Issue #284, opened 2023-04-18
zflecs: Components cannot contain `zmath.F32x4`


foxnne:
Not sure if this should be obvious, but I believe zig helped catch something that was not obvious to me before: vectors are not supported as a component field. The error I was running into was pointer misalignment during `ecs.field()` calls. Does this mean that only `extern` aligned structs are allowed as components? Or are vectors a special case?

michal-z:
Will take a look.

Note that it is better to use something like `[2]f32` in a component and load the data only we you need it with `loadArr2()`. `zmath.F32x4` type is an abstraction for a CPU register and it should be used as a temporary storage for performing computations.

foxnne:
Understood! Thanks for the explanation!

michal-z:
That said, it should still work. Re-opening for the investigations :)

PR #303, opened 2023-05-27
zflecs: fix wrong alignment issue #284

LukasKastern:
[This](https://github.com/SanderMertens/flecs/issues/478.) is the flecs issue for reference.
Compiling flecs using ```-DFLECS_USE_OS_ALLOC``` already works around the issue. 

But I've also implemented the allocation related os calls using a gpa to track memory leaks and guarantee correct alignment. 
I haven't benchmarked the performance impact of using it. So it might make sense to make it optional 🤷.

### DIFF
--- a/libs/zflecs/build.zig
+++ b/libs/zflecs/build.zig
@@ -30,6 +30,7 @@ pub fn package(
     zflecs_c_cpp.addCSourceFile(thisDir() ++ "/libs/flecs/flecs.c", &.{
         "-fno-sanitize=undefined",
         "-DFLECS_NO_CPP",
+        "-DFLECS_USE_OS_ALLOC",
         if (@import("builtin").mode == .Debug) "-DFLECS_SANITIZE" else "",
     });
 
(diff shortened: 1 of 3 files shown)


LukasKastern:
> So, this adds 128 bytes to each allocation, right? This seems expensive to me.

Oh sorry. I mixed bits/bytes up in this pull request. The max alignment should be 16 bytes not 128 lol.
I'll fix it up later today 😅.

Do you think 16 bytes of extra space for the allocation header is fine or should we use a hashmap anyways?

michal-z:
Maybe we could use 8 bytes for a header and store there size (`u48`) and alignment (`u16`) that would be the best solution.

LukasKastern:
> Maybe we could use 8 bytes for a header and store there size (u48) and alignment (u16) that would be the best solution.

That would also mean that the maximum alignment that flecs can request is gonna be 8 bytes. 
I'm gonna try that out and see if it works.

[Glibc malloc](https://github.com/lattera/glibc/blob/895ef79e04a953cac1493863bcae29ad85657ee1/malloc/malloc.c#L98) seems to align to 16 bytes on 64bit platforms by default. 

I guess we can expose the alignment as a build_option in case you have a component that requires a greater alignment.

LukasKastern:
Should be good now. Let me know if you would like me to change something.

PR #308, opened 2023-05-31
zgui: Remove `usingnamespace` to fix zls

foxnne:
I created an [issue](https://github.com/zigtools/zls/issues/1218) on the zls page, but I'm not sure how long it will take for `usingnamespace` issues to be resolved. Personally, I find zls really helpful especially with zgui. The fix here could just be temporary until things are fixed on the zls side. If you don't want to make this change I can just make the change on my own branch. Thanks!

### Problem to solve
In your reply, write out all of the material exactly as it was given.

### Exercise response
Issue #284, opened 2023-04-18
zflecs: Components cannot contain `zmath.F32x4`


foxnne:
Not sure if this should be obvious, but I believe zig helped catch something that was not obvious to me before: vectors are not supported as a component field. The error I was running into was pointer misalignment during `ecs.field()` calls. Does this mean that only `extern` aligned structs are allowed as components? Or are vectors a special case?

michal-z:
Will take a look.

Note that it is better to use something like `[2]f32` in a component and load the data only we you need it with `loadArr2()`. `zmath.F32x4` type is an abstraction for a CPU register and it should be used as a temporary storage for performing computations.

foxnne:
Understood! Thanks for the explanation!

michal-z:
That said, it should still work. Re-opening for the investigations :)

PR #303, opened 2023-05-27
zflecs: fix wrong alignment issue #284

LukasKastern:
[This](https://github.com/SanderMertens/flecs/issues/478.) is the flecs issue for reference.
Compiling flecs using ```-DFLECS_USE_OS_ALLOC``` already works around the issue. 

But I've also implemented the allocation related os calls using a gpa to track memory leaks and guarantee correct alignment. 
I haven't benchmarked the performance impact of using it. So it might make sense to make it optional 🤷.

### DIFF
--- a/libs/zflecs/build.zig
+++ b/libs/zflecs/build.zig
@@ -30,6 +30,7 @@ pub fn package(
     zflecs_c_cpp.addCSourceFile(thisDir() ++ "/libs/flecs/flecs.c", &.{
         "-fno-sanitize=undefined",
         "-DFLECS_NO_CPP",
+        "-DFLECS_USE_OS_ALLOC",
         if (@import("builtin").mode == .Debug) "-DFLECS_SANITIZE" else "",
     });
 
(diff shortened: 1 of 3 files shown)


LukasKastern:
> So, this adds 128 bytes to each allocation, right? This seems expensive to me.

Oh sorry. I mixed bits/bytes up in this pull request. The max alignment should be 16 bytes not 128 lol.
I'll fix it up later today 😅.

Do you think 16 bytes of extra space for the allocation header is fine or should we use a hashmap anyways?

michal-z:
Maybe we could use 8 bytes for a header and store there size (`u48`) and alignment (`u16`) that would be the best solution.

LukasKastern:
> Maybe we could use 8 bytes for a header and store there size (u48) and alignment (u16) that would be the best solution.

That would also mean that the maximum alignment that flecs can request is gonna be 8 bytes. 
I'm gonna try that out and see if it works.

[Glibc malloc](https://github.com/lattera/glibc/blob/895ef79e04a953cac1493863bcae29ad85657ee1/malloc/malloc.c#L98) seems to align to 16 bytes on 64bit platforms by default. 

I guess we can expose the alignment as a build_option in case you have a component that requires a greater alignment.

LukasKastern:
Should be good now. Let me know if you would like me to change something.

PR #308, opened 2023-05-31
zgui: Remove `usingnamespace` to fix zls

foxnne:
I created an [issue](https://github.com/zigtools/zls/issues/1218) on the zls page, but I'm not sure how long it will take for `usingnamespace` issues to be resolved. Personally, I find zls really helpful especially with zgui. The fix here could just be temporary until things are fixed on the zls side. If you don't want to make this change I can just make the change on my own branch. Thanks!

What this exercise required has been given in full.